Task statement » All that should be output is the block of lines below from the line with "gouwens: I’m not quite" to the line with "More specifically, there", both included, exactly as written.

Dataset records »
= = = = = = =
PR #240, opened 2019-06-13
New depolarizing subthreshold feature

gouwens:
I've added analysis of subthreshold depolarizing steps to the feature vector code. In doing so, I also adjusted the logic of the other subthreshold (hyperpolarizing) analyses.

There is also some clean-up of QC/error messages, and I'm using the "cached" version of filtered dvdt in more places in spike detection to improve performance (since doing the filtering before dvdt calculation is the most time-intensive part of the code).

Note that one of the reference test files (`fv_subthresh_norm_T301.npy`) needs to be updated for the associated test to pass since it's picking a different sweep to analyze now. We could also add a new npy file for the depolarizing subthreshold feature vector (e.g. `fv_subthresh_depol_norm_T301.npy`).


ipfx/feature_vectors.py
```diff
@@ -97,21 +97,53 @@ def extract_feature_vectors(data_set,
...
+        lsq_sub_sweeps, lsq_sub_features,
+        lsq_sub_start, lsq_sub_end,
+        lsq_supra_spx,
+        target_sampling_rate=target_sampling_rate,
+        ap_window_length=ap_window_length
+    )
     return all_features
 
 
+def feature_vectors_multipatch(lsq_supra_sweeps, lsq_supra_features,
```
sgratiy: This function has a very complex input and does not seem to represent a reusable action.  Writing tests for this function with so many arguments is difficult especially since it accepts a spike extractor object. Thus, I would suggest to eliminate `feature_vectors_multipatch` and place the code inside `extract_multipatch_feature_vector` (the same is for `extract_feature_vector`). Later on I would like us to refactor extract_feature_vector/extract_multipatch_feature_vector to make them more maintainable.

ipfx/bin/run_feature_vector_extraction.py
```diff
@@ -19,20 +19,67 @@ class CollectFeatureVectorParameters(ags.ArgSchema):
...
+    passed_sql = """
+    select swp.sweep_number from ephys_sweeps swp
+    where swp.specimen_id = %s
+    and swp.sweep_number = any(%s)
+    and swp.workflow_state like '%%passed'
+    """
 
+    iclamp_st = data_set.filtered_sweep_table(clamp_mode=data_set.CURRENT_CLAMP, stimuli=stimuli_names)
 
-def data_for_specimen_id(specimen_id, passed_only, ap_window_length=0.005):
```
sgratiy: I wish we did not need to query LIMS here, since this prevents using this functionality by external users. We should be able to modify the QC module to allow selecting the desired sweeps according to the `sweep_qc_option`. We should strive to limit usage of `specimen_id` to only generate top level input (i.e., nwb_file, h5_file), otherwise external users would not be able to use it.

ipfx/feature_vectors.py
```diff
@@ -153,7 +153,7 @@ def feature_vectors(lsq_sweeps, ssq_sweeps, ramp_sweeps,
     """Feature vectors from stimulus set features"""
 
     result = {}
-    result["step_subthresh"] = step_subthreshold(lsq_sweeps, lsq_features, lsq_start, lsq_end)
+    result["step_subthresh"] = step_subthreshold(lsq_sweeps, lsq_features, lsq_start, lsq_end, amp_tolerance=5)
```
sgratiy: I have made a PR with some test examples for `isi_shape`, `step_subthreshold` and `subthreshold_depol_norm`. But I cannot decide if these are good or good enough. Could you please review that PR and modify tests as needed. Also, we need tests for the remaining features.

ipfx/bin/run_feature_vector_extraction.py
```diff
@@ -88,22 +114,30 @@ def data_for_specimen_id(specimen_id, sweep_qc_option, ap_window_length=0.005):
...
+    if (nwb_path is None) or (len(nwb_path) == 0): # could not find an NWB file
         logging.debug("No NWB file for {:d}".format(specimen_id))
         return {"error": {"type": "no_nwb", "details": ""}}
 
     # Check if NWB has lab notebook information, or if additional hdf5 file is needed
     h5_path = None
-    with h5py.File(nwb_path, "r") as h5:
-        if "general/labnotebook" not in h5:
-            h5_path = lq.get_igorh5_path_from_lims(roi_id)
+    try:
```
sgratiy: Getting `h5_path` is a good candidate for a separate function.

sgratiy:
Looking in more detail I realized that to make feature vector functionality maintainable will require some refactoring of the code. Generally, making functions more modular (i.e, where each function does just one thing) and cover them with tests would greatly help.

ipfx/feature_vectors.py
```diff
@@ -97,21 +97,53 @@ def extract_feature_vectors(data_set,
     return all_features
 
 
-def extract_multipatch_feature_vectors(lsq_sweeps, lsq_start, lsq_end,
+def extract_multipatch_feature_vectors(lsq_supra_sweeps, lsq_supra_start, lsq_supra_end,
```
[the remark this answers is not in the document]
gouwens: @sgratiy I’m happy to add tests. I’m not sure if unit tests are the most helpful here, so it would be more of evaluating with test data and comparing to example output. I’m not sure how you have that infrastructure set up. For example, it doesn’t seem like the files for comparison are in the repository?

ipfx/feature_vectors.py
gouwens: I’m not quite sure what you mean about it not being a reusable action - it’d be run for hundreds or thousands of cells, so that’s a repeated set of steps that seems appropriate to encapsulate? Why is a long list of arguments inherently an issue?

But I’m open to refactoring it. If anything, maybe it’s more appropriate to move most of the logic of the `extract_feature_vector()` and `feature_vectors()` functions (and multipatch equivalents) to the runner scripts and just leave the individual feature vector calculation functions in `feature_vectors.py`.

ipfx/bin/run_feature_vector_extraction.py
gouwens: I don’t think I necessarily agree with the broader comment - it’s a runner script, not a library. So some level of specificity for the interface is necessary here.

More specifically, there are a host of issues with the QC status of sweeps in the NWB files that are actually being used, so it’s just not possible to rely on that directly at this time.

I could take the runner scripts out of the library entirely, but it seems like there is some use of having them as examples to learn from.

ipfx/feature_vectors.py
gouwens: I’ll work on the tests (again, I need more information about how to implement them here).

ipfx/bin/run_feature_vector_extraction.py
gouwens: I’m not sure it makes sense for the `h5_path` part to be split from the NWB file loading preceding it, but that whole thing does probably make sense as a separate function.

gouwens:
@sgratiyI have refactored pretty extensively along the lines you suggested. I have moved the functions with complex inputs from `feature_vectors.py` into the runner script (since those are pretty specific to a particular analysis). I refactored the actual feature vector calculation functions into simpler units and created tests for all the major functions there.

I have rewritten the runner script `run_feature_vector_extraction.py` so that there's an option to use NWB files downloaded via Allen SDK, rather than needing LIMS. I also added the option to output everything to one HDF5 file, which is nice and consolidated.

Most of my new tests use synthetic data, so they don't rely on external files. However, one of the tests that you created (for `step_subthreshold`) doesn't pass because the reference file has the wrong data (I think it has the output from `subthresh_depol_norm`), so that needs to be replaced. And the reference files for the test for `run_feature_vector_extraction.py` will need to be updated for the new outputs.

I've also added missing documentation to several functions. I think overall the code is now better organized and should be more maintainable.

One note - I also refactored the "multipatch" version of the runner script, but that relies on a synphys-specific library that doesn't seem to be working with Python 3. It's only an example, so I'm not too worried about it at this moment. It can be updated when that library is updated.

ipfx/feature_vectors.py
sgratiy: We already largely discussed this, and you latest refactoring is looks really good. I just thought I would still response to your questions here for clarity.  
By not being reusable I meant that the function is called in only one place in the code. But, yes you are correct it is certainly reusable because it is being used to process many cells in a loop.
Generally, long list of arguments  makes it harder to understand, maintain and test functions. But, I am not suggesting that you should necessarily strive to reduce the number of arguments in the functions. Trying to make functions doing just "one thing" should naturally reduce number of arguments.

sgratiy:
The latest refactors looks much much better. You split functions and added many tests -- this is great, thanks.
Re: failing tests. I have double checked that the tests for the latest of my commit that you merged into your branch did pass all the tests. Thus, it looks like the tests failed as a result of refactoring. For example, `test_run_feature_vector` fails because of change in the arguments of the `run_feature_vector` function. I can fix those if you like.

gouwens:
@sgratiy I've added tests for the `identify` functions and ones with synthetic data for `isi_shape`. I also updated the argument list for `run_feature_vector_extraction`, but it fails since the files it wants to compare against aren't there yet.

gouwens:
@sgratiy I pulled in your PR for the test fixes and also pulled in the new ontology functionality and updated the related scripts. I'm seeing tests passing on my end (at least the ones relating to feature_vector - I can't run them all because of a deprecation error that I just created an issue for).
= = = = = = =
Solution »
gouwens: I’m not quite sure what you mean about it not being a reusable action - it’d be run for hundreds or thousands of cells, so that’s a repeated set of steps that seems appropriate to encapsulate? Why is a long list of arguments inherently an issue?

But I’m open to refactoring it. If anything, maybe it’s more appropriate to move most of the logic of the `extract_feature_vector()` and `feature_vectors()` functions (and multipatch equivalents) to the runner scripts and just leave the individual feature vector calculation functions in `feature_vectors.py`.

ipfx/bin/run_feature_vector_extraction.py
gouwens: I don’t think I necessarily agree with the broader comment - it’s a runner script, not a library. So some level of specificity for the interface is necessary here.

More specifically, there are a host of issues with the QC status of sweeps in the NWB files that are actually being used, so it’s just not possible to rely on that directly at this time.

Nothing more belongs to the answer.